[DATASET]

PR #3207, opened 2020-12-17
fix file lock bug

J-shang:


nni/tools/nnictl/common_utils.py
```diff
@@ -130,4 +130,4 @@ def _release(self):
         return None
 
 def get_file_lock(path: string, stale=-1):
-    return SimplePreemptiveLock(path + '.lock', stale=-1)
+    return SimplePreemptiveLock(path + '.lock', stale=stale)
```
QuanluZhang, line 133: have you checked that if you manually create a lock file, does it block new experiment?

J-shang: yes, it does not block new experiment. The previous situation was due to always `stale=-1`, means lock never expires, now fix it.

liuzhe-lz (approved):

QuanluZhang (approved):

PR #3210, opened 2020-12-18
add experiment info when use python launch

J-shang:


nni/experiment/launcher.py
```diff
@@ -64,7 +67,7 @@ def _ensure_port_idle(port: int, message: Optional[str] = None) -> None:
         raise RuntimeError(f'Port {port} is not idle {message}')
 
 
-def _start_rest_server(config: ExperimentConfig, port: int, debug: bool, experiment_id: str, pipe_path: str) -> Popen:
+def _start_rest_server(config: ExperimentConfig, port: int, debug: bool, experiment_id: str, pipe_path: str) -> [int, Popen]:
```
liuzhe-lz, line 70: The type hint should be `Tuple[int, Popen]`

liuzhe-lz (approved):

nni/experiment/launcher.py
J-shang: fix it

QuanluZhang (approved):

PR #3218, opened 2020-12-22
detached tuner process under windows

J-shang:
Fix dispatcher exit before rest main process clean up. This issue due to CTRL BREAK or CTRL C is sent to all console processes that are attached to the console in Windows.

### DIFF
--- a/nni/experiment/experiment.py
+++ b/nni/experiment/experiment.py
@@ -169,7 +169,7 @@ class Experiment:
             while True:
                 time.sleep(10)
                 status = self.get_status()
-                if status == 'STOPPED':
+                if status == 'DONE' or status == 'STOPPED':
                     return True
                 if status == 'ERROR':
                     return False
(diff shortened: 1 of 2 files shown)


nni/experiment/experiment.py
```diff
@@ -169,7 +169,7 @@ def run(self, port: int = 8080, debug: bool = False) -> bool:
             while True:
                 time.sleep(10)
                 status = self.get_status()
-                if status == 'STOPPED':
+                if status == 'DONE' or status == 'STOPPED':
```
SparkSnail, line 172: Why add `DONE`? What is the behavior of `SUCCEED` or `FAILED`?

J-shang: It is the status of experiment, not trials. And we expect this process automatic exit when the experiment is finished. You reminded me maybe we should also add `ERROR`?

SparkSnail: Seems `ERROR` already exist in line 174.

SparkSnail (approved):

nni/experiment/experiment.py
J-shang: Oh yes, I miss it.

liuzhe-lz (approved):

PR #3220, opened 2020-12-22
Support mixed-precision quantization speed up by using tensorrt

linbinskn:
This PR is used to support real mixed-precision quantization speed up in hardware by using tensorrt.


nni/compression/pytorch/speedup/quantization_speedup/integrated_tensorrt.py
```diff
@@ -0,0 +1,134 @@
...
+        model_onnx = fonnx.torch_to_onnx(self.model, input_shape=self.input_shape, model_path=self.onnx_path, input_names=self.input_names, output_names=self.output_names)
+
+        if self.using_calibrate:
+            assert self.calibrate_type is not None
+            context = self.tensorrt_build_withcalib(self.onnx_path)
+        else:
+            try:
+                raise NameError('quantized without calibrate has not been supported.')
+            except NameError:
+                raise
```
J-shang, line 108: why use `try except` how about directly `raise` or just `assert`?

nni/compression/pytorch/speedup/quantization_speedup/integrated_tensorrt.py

[/DATASET]

Check the records above and copy each line that has the string "raise".

* [SOLUTION TO THE EXERCISE]:
         raise RuntimeError(f'Port {port} is not idle {message}')
+                raise NameError('quantized without calibrate has not been supported.')
+                raise
J-shang, line 108: why use `try except` how about directly `raise` or just `assert`?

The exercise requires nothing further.